Polish phonology and morphology through the lens of distributional semantics

arXiv cs.CL / 4/3/2026

💬 OpinionSignals & Early TrendsIdeas & Deep AnalysisModels & Research

Key Points

  • The paper uses distributional semantics to test whether Polish phonological and morphonological structure is mirrored in semantic embedding space, focusing on consonant clusters and complex word forms.
  • Experiments with techniques like t-SNE, Linear Discriminant Analysis, and discriminative learning show that embeddings encode not only morphosyntactic features (case, gender, number, tense, aspect) but also sub-lexical information such as phoneme-string patterns.
  • The study reports that phonotactic complexity, morphotactic transparency, and available morphosyntactic categories can be predicted from embeddings without explicitly using the surface forms.
  • It argues that a discriminative lexicon model built on embeddings can support highly accurate predictions for comprehension and production, due to strong structural correspondences between semantic and form spaces.

Abstract

This study investigates the relationship between the phonological and morphological structure of Polish words and their meanings using Distributional Semantics. In the present analysis, we ask whether there is a relationship between the form properties of words containing consonant clusters and their meanings. Is the phonological and morphonological structure of complex words mirrored in semantic space?

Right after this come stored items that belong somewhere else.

PR #178, opened 2016-09-09
DOC: update install instructions with pip

matthew-brett:
Add pip to the install options.  Update homebrew instructions.

See: https://github.com/scipy/scipy/issues/6558

### DIFF
--- a/www/install.rst
+++ b/www/install.rst
@@ -28,12 +28,15 @@ include all the key packages:
 Installing via pip
 ------------------
 
-Mac and Linux users can install pre-built binary packages for the scipy stack
+Mac and Linux users can install pre-built binary packages for the SciPy stack
 using `pip <https://pip.pypa.io/en/stable>`_.  pip is the installation tool
-recommended by the Python Packaging Authority.
+recommended by the `Python Packaging Authority <https://www.pypa.io>`_. Pip
+can install pre-built binary packages in the `wheel
+<http://wheel.readthedocs.io>`_ package format.
 
-At the moment, *pip does not work well for Windows* because we do not have the
-necessary compilers to build some binary packages on Windows.
+*pip does not work well for Windows* because the standard pip package index
+site, `pypi <https://pypi.python.org/pypi>`_, does not yet have Windows wheels
+for some packages, such as SciPy.
 
 To install via pip on Mac or Linux, first upgrade pip to the latest version.
 For Python 3::
@@ -42,7 +45,7 @@ For Python 3::
 
 Replace ``python3`` with ``python2`` for Python 2 pip upgrade.
 
-Then install the scipy stack packages with pip.  We recommend a *user*
+Then install the SciPy stack packages with pip.  We recommend a *user*
 install, using the ``--user`` flag to pip.  This installs packages for your
 local user, and does not need extra permissions to write to the system
 directories::
--- a/www/install.rst
+++ b/www/install.rst
@@ -35,29 +35,37 @@ installation tool recommended by the Python Packaging Authority.
 At the moment, *pip does not work well for Windows* because we do not have the
 necessary compilers to build some binary packages on Windows.
 
-To install via pip on Mac or Linux, first upgrade pip to the latest version::
+To install via pip on Mac or Linux, first upgrade pip to the latest version.
+For Python 3::
 
-    python -m pip install --upgrade pip
+    python3 -m pip install --upgrade pip
+
+Replace ``python3`` with ``python2`` for Python 2 pip upgrade.
 
 Then install the scipy stack packages with pip.  We recommend a *user*
 install, using the ``--user`` flag to pip.  This installs packages for your
 local user, and does not need extra permissions to write to the system
 directories::
 
-    pip install --user numpy scipy matplotlib ipython jupyter pandas sympy nose
+    pip3 install --user numpy scipy matplotlib ipython jupyter pandas sympy nose
+
+Use ``pip2`` instead of ``pip3`` for Python 2 installs.
 
 For user installs, make sure your user install executable directory is on your
-PATH.
+PATH.  Here are example commands for setting the user PATH where the user is
+using Python 3 by default:
 
 Linux::
 
+    # Consider adding this at the end of your ~/.bashrc file
     export PATH="$PATH:/home/your_user/.local/bin"
 
 OSX::
 
+    # Consider adding this at the end of your ~/.bash_profile file
     export PATH="$PATH:/Users/your_user/Library/Python/3.5/bin"
 
-replacing ``your_user`` with your username.
+Replace ``your_user`` with your username.
 
 Install systemwide via a Linux package manager
 ----------------------------------------------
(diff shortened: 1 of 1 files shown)


www/install.rst
```diff
@@ -26,10 +25,47 @@ which includes all the key packages:
...
+PATH.
+
+Linux::
 
-Users on Linux can quickly install the necessary packages from repositories.
+    export PATH="$PATH:/home/your_user/.local/bin"
+
+OSX::
+
+    export PATH="$PATH:/Users/your_user/Library/Python/3.5/bin"
```
toastedcornflakes: I think that `python -m pip` will use python2/pip2. The executables would then end up in `…/Python/2.7/bin` ?

matthew-brett: Yes, good point.

toastedcornflakes:
Looks good to me, thanks a lot 😃

www/install.rst
```diff
@@ -6,13 +6,12 @@ These are instructions for installing :ref:`the full SciPy stack
...
 SciPy, see :ref:`individual-packages` below.
 
-
 Scientific Python distributions
 -------------------------------
 
-For most users, especially on Windows and Mac, the easiest way to install the
-packages of the SciPy stack is to download one of these Python distributions,
-which includes all the key packages:
+For most users, especially on Windows, the easiest way to install the packages
```
rgommers: I would leave ``and OS X``. A full distribution is still strongly preferred over ``pip`` or downloading a package manager, less steps and better quality control.

www/install.rst
```diff
@@ -26,10 +25,55 @@ which includes all the key packages:
...
+necessary compilers to build some binary packages on Windows.
+
+To install via pip on Mac or Linux, first upgrade pip to the latest version.
+For Python 3::
+
+    python3 -m pip install --upgrade pip
+
+Replace ``python3`` with ``python2`` for Python 2 pip upgrade.
+
+Then install the scipy stack packages with pip.  We recommend a *user*
```
rgommers: A couple of people just went through the NumPy code base and capitalized everything, so I feel obliged to say ``SciPy Stack`` please:)

www/install.rst
```diff
@@ -26,10 +25,55 @@ which includes all the key packages:
...
+install, using the ``--user`` flag to pip.  This installs packages for your
```
rgommers: maybe add ``(unless you're inside a virtualenv)``. because then ``-user`` is not what you want

www/install.rst
```diff
@@ -26,10 +25,55 @@ which includes all the key packages:
...
---------------
+Installing via pip
+------------------
+
+Mac and Linux users can install pre-built binary packages for the scipy stack
+using `pip <https://pip.pypa.io/en/stable>`_.  pip is the installation tool
+recommended by the Python Packaging Authority.
+
+At the moment, *pip does not work well for Windows* because we do not have the
+necessary compilers to build some binary packages on Windows.
```
pv: We don't need to give an explanation why Windows is not available currently.

www/install.rst
matthew-brett: Is the quality control for the scipy stack better on Anaconda etc than for the pip packages?

rgommers: I think so, because the exact versions that users install are tested together. And everything is built against the exact numpy version that is used by the user. With ``pip`` it's a more random mix.

The more important reason is less moving parts though: just download one thing and it all works. Plus you get MKL with Anaconda, which also is nice.

matthew-brett: As far as I know, we have no outstanding bugs for numpy or scipy wheels on Linux or OSX.  We tested the hell out of the numpy and scipy wheels via : https://github.com/matthew-brett/manylinux-testing and http://build.openblas.net .  The wheels are commonly used via travis-ci integration testing.    As far as I know the wheels (using OpenBLAS and Accelerate) are in the same ballpark as MKL packages for speed (not so for Windows of course).   We (the numpy and scipy developers) do support the wheels, but do not directly support the Anaconda / Canopy etc packages.

I think it's reasonable to recommend a big distribution here, as we do in the current text ("For most users ... the easiest way to install"), and it's really the only way to go for Windows, but I think it's too strong to say "especially for OSX".

rgommers: I agree that the situation on OS X is hugely better than on Windows. I just want to ensure that it's very clear to every new user that comes in, he/she should use a distribution. Actually, I should correct myself: Anaconda or Miniconda. It is the best choice, for many reasons. The text ``For most users, especially on Windows ...`` doesn't really do that well enough.

There's an issue with us recommending one over the others, but on the other hand we do new users a big disservice if we don't point them to the best option. 

With ``conda`` and ``conda-forge`` we now have things that are fully open source and community-oriented. Oriented on *our* community, unlike ``pip`` and ``PyPI``. I see the differences in usability and capabilities only getting bigger, looking at how fast ``conda`` and ``conda-forge`` move and how disfunctional decision making for ``pip`` is.

> We tested the hell out of the numpy and scipy wheels 

I know, and your efforts are much appreciated! The situation has improved massively. 

> do not directly support the Anaconda / Canopy etc packages

Actually, we do for conda-forge. I'm one of the maintainers for ``numpy`` and ``scipy`` now, and many other contributors and core devs are involved for those and other packages.

rgommers: How about we merge this PR as is, and I can try to write something to better guide the new user?

rgommers: Note, the above doesn't mean I stop working on pip/wheels or participating in distutils-sig. The latter activity is pretty frustrating though.

matthew-brett: We can do the merge, but I think we disagree on the how much better conda + infrastructure is than pip + infrastructure, so I guess we'll end up having the same discussion on the new PR.

Don't get me wrong, I'm happy to broadly recommend conda etc even though I do not use or recommend them myself.   My concern here is to remain relatively even-handed in the situation where there are trade-offs for each.

rgommers: We should definitely explain the trade-offs. If you have an existing Python install for example, or you don't just do scientific work but also web/desktop/etc development, ``pip`` may be a better fit. The problem is that we don't explain that now anywhere. The result is that way too many new users choosing things like python.org installers, and once they learn more they vote with their feet - towards a distribution (and ``conda``), hardly ever the other way around.

matthew-brett: Maybe put a document on the trade-offs elsewhere and link to it from this document?

I personally recommend homebrew and pip on OSX unless you have very specialized Python requirements: https://bic-berkeley.github.io/psych-214-fall-2016/installation_on_mac.html

But - I was deliberately trying to avoid getting into that discussion in this PR.

rgommers: > Maybe put a document on the trade-offs elsewhere and link to it from this document?

good idea, will do

> But - I was deliberately trying to avoid getting into that discussion in this PR.

that didn't quite work out, sorry:)

rgommers:
Merged, thanks Matthew.

rgommers:
Will push these to scipy.org later, not on my development machine now. Or someone else can do it now.

www/install.rst
rgommers: Follow-up in PR gh-179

We address these questions for Polish, a language characterized by non-trivial morphology and an impressive inventory of morphologically-motivated consonant clusters. We use statistical and computational techniques, such as t-SNE, Linear Discriminant Analysis and Linear Discriminative Learning, and demonstrate that -- apart from encoding rich morphosyntactic information (e.g. tense, number, case) -- semantic vectors capture information on sub-lexical linguistic units such as phoneme strings. First, phonotactic complexity, morphotactic transparency, and a wide range of morphosyntactic categories available in Polish (case, gender, aspect, tense, number) can be predicted from embeddings without requiring any information about the forms of words. Second, we argue that computational modelling with the discriminative lexicon model using embeddings can provide highly accurate predictions for comprehension and production, exactly because of the existence of extensive information in semantic space that is to a considerable extent isomorphic with structure in the form space.